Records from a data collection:

* * * * *

Issue #672, opened 2019-09-11
Chrome 77 dusk:install broken with chrome 77


lionslair:
- Dusk Version: 5.5.8
- Laravel Version: 5.8.35
- PHP Version: 7.3.8
- Database Driver & Version: mysql 5.7.27

### Description:
The dusk install command no longer works with the latest version of chrome  77

### Steps To Reproduce:

php artisan dusk:install
Dusk scaffolding installed successfully.
Downloading ChromeDriver binaries...
In ChromeDriverCommand.php line 172:
                       
  Undefined offset: 1

ahmadsyamim:
same here..

php artisan dusk:chrome-driver

   ErrorException  : Undefined offset: 1

lionslair:
They have changed the HTML around the string 


`<li><span style="background-color:transparent">Latest stable&nbsp;</span>release: <a href="https://chromedriver.storage.googleapis.com/index.html?path=77.0.3865.40/" style="background-color:transparent" target="_blank">ChromeDriver 77.0.3865.40</a></li>

<li>Latest stable release: <a href="https://web.archive.org/web/20190705211833/https://chromedriver.storage.googleapis.com/index.html?path=75.0.3770.90/" style="background-color:transparent">ChromeDriver 75.0.3770.90</a></li>`

it is now 

`<span style="background-color:transparent">Latest stable&nbsp;</span>release:`

not

`Latest stable release:`

browner12:
fixed by #674

lionslair:
When will the release occur?

mattdfloyd:
How about grabbing the release number from https://chromedriver.storage.googleapis.com/LATEST_RELEASE ?

staudenmeir:
@mattdfloyd Until yesterday, this file had been deprecated: https://bugs.chromium.org/p/chromedriver/issues/detail?id=3128

PR #673, opened 2019-09-11
Fix pattern for fetch last release of chromedriver

MilesChou:
Release element is change so that regex cannot fetch the version now.

The release element today is:

```
<span style="background-color:transparent">Latest stable </span>release:  <a href="https://chromedriver.storage.googleapis.com/index.html?path=77.0.3865.40/"
```

So we can use this regex to fetch version:

```
'/release:.*?\?path=([\d.]+)/'
```

### DIFF
--- a/src/Console/ChromeDriverCommand.php
+++ b/src/Console/ChromeDriverCommand.php
@@ -167,7 +167,7 @@ class ChromeDriverCommand extends Command
     {
         $home = $this->getUrl($this->homeUrl);
 
-        preg_match('/Latest stable release:.*?\?path=([\d.]+)/', $home, $matches);
+        preg_match('/release:.*?\?path=([\d.]+)/', $home, $matches);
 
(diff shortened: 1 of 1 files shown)


lionslair:
I made an issue but you just beat me to the fix. 
https://github.com/laravel/dusk/issues/672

* * * * *

The task: For this exercise, output exactly the lines above from the line with "Dusk scaffolding installed successfully." to the line with "They have changed the HTML around the string", counting both, and leave out the rest.

Exercise answer:
Dusk scaffolding installed successfully.
Downloading ChromeDriver binaries...
In ChromeDriverCommand.php line 172:
                       
  Undefined offset: 1

ahmadsyamim:
same here..

php artisan dusk:chrome-driver

   ErrorException  : Undefined offset: 1

lionslair:
They have changed the HTML around the string 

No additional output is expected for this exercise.